PR #1643, opened 2019-09-24
Filter un-uploaded quant files from tximport. Fix QN bucket perms.

kurtwheeler:
## Issue Number

N/A came up while running #1630 

QN jobs were still failing because of bucket permissions. This should address that.

Additionally we had problems because `needs_processing` and `get_quant_results_for_experiment` weren't disregarding computed files that hadn't been uploaded. This makes those functions filter out computed files that weren't uploaded so we either can reprocess them or realize that we aren't ready for tximport.

## Types of changes

## Functional tests

The unit tests are actually really good for this, especially since I don't have the test data for it.

## Checklist

### DIFF
--- a/common/data_refinery_common/models/models.py
+++ b/common/data_refinery_common/models/models.py
@@ -789,14 +789,24 @@ class OriginalFile(models.Model):
             return False
 
         if sample.source_database == "SRA":
-            for computed_file in sample.computed_files.prefetch_related('result__organism_index').all():
-                    if computed_file.s3_bucket and computed_file.s3_key \
-                       and computed_file.result.organism_index != None \
-                       and computed_file.result.organism_index.salmon_version == CURRENT_SALMON_VERSION:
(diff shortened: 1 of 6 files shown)


common/data_refinery_common/models/models.py
```diff
@@ -789,14 +789,24 @@ def needs_processing(self, own_processor_id=None) -> bool:
...
+            # If there's no smashable file then we should check the quant.sf file.
+            if not computed_file:
+                computed_file = sample.get_most_recent_quant_sf_file()
+
+            # If there's neither a quant.sf file nor a smashable file
+            # then we definitely need to process it.
+            if not computed_file:
+                return True
+
+            if computed_file.s3_bucket and computed_file.s3_key \
```
arielsvn: I feel tempted to suggest to add a new method to `ComputedFile` to check for this. Like, `is_uploaded_to_s3`. We can add it later if we think it's helpful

++++++++++

Please write out the lines that run from the one with "(diff shortened: 1 of 6 files shown)" to the end of the records, both included, exactly as they appear.

▸ EXERCISE SOLUTION:
(diff shortened: 1 of 6 files shown)


common/data_refinery_common/models/models.py
```diff
@@ -789,14 +789,24 @@ def needs_processing(self, own_processor_id=None) -> bool:
...
+            # If there's no smashable file then we should check the quant.sf file.
+            if not computed_file:
+                computed_file = sample.get_most_recent_quant_sf_file()
+
+            # If there's neither a quant.sf file nor a smashable file
+            # then we definitely need to process it.
+            if not computed_file:
+                return True
+
+            if computed_file.s3_bucket and computed_file.s3_key \
```
arielsvn: I feel tempted to suggest to add a new method to `ComputedFile` to check for this. Like, `is_uploaded_to_s3`. We can add it later if we think it's helpful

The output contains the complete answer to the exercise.